Instructions to follow:
List all lines in the material below that contain "xavier".
[Given information]
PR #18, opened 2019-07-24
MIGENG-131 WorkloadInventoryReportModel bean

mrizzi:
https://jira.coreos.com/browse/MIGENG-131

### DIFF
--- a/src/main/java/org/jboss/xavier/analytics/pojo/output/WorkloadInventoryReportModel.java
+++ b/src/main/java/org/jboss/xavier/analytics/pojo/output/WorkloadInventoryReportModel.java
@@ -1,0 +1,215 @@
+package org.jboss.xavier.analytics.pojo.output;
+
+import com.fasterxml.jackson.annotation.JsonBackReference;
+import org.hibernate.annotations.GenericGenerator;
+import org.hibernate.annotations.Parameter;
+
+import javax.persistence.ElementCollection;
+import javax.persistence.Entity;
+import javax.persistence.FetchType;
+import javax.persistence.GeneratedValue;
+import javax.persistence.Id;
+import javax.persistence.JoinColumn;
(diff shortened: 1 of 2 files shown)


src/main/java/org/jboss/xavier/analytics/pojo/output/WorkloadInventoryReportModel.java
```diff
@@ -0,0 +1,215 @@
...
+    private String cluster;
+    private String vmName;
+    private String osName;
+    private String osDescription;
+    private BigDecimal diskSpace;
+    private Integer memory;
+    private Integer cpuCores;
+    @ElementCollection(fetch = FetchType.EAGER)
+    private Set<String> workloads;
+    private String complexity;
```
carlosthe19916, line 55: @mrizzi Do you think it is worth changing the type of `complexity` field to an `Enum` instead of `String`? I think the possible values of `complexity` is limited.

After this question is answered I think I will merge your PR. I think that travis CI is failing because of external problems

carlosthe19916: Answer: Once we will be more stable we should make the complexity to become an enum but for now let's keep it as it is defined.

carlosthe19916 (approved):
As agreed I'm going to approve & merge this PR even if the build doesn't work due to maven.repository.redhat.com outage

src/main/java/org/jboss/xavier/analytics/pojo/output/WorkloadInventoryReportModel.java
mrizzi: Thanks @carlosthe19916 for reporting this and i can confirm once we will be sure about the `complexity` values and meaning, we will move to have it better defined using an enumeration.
[/Given information]
Output of the exercise:
--- a/src/main/java/org/jboss/xavier/analytics/pojo/output/WorkloadInventoryReportModel.java
+++ b/src/main/java/org/jboss/xavier/analytics/pojo/output/WorkloadInventoryReportModel.java
+package org.jboss.xavier.analytics.pojo.output;
src/main/java/org/jboss/xavier/analytics/pojo/output/WorkloadInventoryReportModel.java
src/main/java/org/jboss/xavier/analytics/pojo/output/WorkloadInventoryReportModel.java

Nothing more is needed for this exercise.